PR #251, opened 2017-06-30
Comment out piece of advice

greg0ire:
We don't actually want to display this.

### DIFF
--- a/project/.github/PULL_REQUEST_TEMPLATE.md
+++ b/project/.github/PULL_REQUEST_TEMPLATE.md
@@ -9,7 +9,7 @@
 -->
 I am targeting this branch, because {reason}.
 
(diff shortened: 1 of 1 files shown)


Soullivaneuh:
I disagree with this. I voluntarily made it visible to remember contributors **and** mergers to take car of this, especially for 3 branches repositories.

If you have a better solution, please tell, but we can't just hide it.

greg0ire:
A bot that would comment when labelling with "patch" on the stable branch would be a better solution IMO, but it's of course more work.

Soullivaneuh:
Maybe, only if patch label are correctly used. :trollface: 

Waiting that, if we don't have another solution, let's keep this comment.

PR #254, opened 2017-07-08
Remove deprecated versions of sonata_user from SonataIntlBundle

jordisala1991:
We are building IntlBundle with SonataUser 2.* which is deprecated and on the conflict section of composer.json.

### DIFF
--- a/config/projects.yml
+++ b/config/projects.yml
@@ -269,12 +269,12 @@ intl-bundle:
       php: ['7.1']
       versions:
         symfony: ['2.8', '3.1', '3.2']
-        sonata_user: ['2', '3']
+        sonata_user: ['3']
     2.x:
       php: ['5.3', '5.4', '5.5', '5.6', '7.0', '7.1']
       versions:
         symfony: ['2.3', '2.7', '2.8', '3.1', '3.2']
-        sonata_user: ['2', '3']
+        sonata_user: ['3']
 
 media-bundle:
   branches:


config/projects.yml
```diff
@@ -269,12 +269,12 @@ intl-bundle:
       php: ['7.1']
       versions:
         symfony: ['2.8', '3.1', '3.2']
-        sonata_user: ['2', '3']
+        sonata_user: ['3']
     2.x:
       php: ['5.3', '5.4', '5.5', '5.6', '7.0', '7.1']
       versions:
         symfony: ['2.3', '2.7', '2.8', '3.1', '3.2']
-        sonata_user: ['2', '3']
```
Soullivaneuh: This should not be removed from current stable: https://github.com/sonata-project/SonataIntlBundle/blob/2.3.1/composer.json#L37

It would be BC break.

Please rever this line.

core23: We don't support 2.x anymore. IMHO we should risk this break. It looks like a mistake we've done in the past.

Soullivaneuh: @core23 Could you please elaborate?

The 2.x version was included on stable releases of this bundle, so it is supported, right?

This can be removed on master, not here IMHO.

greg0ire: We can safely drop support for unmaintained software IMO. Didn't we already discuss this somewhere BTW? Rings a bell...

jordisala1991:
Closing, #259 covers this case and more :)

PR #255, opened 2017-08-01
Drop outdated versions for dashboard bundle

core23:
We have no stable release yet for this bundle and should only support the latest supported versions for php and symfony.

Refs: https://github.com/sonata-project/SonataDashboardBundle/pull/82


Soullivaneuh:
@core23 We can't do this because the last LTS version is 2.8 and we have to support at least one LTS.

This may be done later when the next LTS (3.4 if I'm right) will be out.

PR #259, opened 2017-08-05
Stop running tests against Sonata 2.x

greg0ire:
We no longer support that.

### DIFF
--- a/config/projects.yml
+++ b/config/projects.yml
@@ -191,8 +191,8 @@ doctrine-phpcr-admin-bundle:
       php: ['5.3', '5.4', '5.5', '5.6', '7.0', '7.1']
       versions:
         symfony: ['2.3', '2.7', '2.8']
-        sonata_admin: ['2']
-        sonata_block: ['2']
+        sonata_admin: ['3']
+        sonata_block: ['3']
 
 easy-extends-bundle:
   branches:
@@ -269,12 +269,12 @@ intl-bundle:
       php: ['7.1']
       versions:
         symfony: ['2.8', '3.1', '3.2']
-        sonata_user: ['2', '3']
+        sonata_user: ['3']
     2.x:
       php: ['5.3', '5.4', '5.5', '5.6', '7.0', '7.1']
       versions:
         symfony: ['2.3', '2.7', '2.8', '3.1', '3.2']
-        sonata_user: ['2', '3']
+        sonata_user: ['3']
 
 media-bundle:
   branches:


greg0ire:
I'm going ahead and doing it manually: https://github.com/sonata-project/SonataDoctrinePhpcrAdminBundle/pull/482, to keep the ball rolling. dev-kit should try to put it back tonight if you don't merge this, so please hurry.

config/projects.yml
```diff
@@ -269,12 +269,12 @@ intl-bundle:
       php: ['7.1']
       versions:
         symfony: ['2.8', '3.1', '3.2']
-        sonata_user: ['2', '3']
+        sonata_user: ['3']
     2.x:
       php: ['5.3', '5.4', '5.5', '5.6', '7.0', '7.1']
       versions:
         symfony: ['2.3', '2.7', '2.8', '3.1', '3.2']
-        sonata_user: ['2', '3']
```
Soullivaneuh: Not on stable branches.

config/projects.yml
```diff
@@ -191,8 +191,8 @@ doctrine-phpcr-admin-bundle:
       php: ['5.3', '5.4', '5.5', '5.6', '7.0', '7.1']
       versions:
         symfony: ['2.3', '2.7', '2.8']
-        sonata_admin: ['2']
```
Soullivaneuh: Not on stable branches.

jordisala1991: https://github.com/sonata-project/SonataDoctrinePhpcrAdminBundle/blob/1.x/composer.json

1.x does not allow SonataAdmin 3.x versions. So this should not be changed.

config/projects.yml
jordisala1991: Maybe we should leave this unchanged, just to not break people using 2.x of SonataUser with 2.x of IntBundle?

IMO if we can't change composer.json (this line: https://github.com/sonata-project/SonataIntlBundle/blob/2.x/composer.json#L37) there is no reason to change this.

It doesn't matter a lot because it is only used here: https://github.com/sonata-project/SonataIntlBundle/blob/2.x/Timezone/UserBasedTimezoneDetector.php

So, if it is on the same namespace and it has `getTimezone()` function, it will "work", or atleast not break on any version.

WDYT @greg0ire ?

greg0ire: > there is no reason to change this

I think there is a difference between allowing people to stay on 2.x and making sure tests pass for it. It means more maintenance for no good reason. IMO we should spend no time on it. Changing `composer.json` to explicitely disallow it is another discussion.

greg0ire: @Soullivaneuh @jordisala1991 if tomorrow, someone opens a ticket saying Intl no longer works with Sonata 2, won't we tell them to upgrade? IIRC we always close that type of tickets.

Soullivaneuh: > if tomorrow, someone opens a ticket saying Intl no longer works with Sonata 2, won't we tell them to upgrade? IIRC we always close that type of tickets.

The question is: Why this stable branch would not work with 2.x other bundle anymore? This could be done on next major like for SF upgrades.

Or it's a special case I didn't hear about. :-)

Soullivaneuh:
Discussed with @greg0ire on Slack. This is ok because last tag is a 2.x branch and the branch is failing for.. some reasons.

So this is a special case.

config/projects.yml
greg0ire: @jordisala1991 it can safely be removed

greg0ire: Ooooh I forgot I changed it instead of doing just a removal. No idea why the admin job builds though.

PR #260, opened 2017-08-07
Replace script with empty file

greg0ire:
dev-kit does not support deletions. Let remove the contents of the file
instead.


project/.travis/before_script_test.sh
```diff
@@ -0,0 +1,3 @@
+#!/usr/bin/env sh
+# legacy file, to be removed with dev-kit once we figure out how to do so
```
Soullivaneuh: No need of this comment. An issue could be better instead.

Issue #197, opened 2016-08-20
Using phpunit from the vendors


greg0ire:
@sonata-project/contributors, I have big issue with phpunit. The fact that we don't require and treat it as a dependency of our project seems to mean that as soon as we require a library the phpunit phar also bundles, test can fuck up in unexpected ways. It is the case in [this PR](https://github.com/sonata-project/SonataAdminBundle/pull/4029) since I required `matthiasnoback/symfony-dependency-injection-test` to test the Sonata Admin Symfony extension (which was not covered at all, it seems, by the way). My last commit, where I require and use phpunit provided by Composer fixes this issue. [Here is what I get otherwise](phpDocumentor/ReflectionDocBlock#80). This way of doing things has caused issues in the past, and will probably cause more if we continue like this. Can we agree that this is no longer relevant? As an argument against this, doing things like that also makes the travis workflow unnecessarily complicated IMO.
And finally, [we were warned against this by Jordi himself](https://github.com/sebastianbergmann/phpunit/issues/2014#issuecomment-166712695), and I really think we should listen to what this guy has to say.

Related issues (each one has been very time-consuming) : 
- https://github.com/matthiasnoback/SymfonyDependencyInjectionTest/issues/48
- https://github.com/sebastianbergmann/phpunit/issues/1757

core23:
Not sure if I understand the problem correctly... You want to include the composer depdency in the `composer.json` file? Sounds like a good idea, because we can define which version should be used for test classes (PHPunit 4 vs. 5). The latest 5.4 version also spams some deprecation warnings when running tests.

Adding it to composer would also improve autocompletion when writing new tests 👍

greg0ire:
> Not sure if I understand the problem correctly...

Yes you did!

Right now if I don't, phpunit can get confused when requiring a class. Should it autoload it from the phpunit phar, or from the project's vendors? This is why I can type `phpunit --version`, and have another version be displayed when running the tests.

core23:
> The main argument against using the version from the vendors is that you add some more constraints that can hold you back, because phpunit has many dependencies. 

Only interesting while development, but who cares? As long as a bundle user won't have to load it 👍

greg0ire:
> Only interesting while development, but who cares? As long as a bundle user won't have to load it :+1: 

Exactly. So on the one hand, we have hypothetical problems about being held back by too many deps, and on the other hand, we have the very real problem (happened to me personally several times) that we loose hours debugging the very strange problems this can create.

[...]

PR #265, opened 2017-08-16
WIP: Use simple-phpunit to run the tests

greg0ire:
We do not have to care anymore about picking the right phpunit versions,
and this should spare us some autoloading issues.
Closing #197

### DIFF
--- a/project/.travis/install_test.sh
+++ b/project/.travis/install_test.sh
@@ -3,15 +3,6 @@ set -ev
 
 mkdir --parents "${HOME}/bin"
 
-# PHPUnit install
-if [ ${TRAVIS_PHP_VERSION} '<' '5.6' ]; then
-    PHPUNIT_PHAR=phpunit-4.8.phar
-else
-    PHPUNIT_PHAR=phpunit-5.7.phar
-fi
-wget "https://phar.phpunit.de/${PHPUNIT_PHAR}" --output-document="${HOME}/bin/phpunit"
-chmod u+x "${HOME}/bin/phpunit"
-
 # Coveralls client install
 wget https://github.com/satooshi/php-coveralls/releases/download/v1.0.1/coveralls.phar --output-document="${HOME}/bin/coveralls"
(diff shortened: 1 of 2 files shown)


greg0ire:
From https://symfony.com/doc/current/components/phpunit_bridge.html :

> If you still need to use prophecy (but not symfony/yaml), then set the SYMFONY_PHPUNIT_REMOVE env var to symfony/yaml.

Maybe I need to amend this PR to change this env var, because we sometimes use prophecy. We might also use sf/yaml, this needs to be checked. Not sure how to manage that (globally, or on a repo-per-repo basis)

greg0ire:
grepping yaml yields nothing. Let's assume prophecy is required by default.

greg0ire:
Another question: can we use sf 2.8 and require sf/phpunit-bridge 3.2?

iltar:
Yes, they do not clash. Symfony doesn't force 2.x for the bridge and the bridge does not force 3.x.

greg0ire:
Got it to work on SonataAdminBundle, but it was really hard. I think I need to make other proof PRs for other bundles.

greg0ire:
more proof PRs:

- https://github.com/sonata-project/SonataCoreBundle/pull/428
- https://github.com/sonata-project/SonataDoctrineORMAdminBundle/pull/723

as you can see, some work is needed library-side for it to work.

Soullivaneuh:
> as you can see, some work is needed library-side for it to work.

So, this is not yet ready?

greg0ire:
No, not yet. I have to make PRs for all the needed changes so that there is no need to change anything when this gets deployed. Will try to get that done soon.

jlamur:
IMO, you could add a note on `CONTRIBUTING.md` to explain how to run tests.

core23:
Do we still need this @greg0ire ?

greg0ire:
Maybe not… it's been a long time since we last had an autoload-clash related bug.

--------

Prompt: For every line above that includes the word "tomorrow", return the line.

Result of this task:
greg0ire: @Soullivaneuh @jordisala1991 if tomorrow, someone opens a ticket saying Intl no longer works with Sonata 2, won't we tell them to upgrade? IIRC we always close that type of tickets.
Soullivaneuh: > if tomorrow, someone opens a ticket saying Intl no longer works with Sonata 2, won't we tell them to upgrade? IIRC we always close that type of tickets.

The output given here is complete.